__Work to be completed__: Reproduce the entries below in full, word for word.

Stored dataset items
•••

PR #432, opened 2017-02-02
build: Add missing dependency on libxmlrpc{,_util}

dkupka:
Change in libxmlrpc packaging uncovered missing linking  dependency in our
build system.

https://fedorahosted.org/freeipa/ticket/6637

### DIFF
--- a/configure.ac
+++ b/configure.ac
@@ -224,7 +224,7 @@ PKG_CHECK_MODULES([SASL], [libsasl2])
 dnl ---------------------------------------------------------------------------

•••

__Written reply__:
PR #432, opened 2017-02-02
build: Add missing dependency on libxmlrpc{,_util}

dkupka:
Change in libxmlrpc packaging uncovered missing linking  dependency in our
build system.

https://fedorahosted.org/freeipa/ticket/6637

### DIFF
--- a/configure.ac
+++ b/configure.ac
@@ -224,7 +224,7 @@ PKG_CHECK_MODULES([SASL], [libsasl2])
 dnl ---------------------------------------------------------------------------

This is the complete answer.